==== Material for this task ====

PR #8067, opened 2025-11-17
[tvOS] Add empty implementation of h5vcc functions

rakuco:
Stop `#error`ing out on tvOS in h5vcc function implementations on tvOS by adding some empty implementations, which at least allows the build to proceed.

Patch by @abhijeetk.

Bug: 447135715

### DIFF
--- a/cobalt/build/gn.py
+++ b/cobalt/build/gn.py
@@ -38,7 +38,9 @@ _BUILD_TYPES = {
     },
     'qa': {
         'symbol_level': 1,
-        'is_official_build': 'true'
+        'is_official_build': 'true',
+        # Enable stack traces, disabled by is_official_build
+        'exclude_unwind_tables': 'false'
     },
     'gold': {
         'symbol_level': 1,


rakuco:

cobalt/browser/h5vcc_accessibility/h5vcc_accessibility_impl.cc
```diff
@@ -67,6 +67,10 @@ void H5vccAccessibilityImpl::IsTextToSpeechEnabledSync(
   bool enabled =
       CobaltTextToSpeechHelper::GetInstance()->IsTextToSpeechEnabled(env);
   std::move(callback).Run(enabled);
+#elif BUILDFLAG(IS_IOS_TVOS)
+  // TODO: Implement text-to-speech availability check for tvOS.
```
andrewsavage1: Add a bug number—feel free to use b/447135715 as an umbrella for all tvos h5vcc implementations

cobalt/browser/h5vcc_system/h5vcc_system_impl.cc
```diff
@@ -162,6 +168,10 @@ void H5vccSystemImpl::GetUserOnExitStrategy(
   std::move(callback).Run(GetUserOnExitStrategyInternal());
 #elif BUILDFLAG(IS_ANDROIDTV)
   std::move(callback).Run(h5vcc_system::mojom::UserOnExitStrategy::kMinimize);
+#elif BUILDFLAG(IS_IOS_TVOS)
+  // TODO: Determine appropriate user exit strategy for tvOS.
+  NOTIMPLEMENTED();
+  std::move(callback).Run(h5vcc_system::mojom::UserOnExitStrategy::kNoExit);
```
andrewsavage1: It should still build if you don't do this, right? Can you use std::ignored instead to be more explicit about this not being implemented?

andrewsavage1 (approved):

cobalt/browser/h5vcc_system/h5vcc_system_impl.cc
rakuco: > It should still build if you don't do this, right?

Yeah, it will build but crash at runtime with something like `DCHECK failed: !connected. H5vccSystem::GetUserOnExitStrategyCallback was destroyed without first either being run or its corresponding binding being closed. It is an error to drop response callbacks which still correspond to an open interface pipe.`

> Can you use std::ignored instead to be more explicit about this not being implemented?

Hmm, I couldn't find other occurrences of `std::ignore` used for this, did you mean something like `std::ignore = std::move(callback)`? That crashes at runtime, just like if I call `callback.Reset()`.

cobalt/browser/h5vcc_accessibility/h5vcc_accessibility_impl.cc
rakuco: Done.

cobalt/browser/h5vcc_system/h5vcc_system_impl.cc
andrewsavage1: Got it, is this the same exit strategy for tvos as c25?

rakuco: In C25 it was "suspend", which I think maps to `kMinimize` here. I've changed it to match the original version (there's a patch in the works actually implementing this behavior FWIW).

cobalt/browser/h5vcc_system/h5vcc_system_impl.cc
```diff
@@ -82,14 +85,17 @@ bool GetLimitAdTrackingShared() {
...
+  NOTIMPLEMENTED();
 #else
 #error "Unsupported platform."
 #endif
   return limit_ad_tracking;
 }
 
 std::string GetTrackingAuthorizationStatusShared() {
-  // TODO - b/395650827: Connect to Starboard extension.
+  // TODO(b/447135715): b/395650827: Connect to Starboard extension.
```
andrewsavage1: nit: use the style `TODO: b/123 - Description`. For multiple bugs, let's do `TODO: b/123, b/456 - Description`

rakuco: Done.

====

> _About this exercise_
Return from the data every line that holds "right".

> _Solved exercise_
andrewsavage1: It should still build if you don't do this, right? Can you use std::ignored instead to be more explicit about this not being implemented?
rakuco: > It should still build if you don't do this, right?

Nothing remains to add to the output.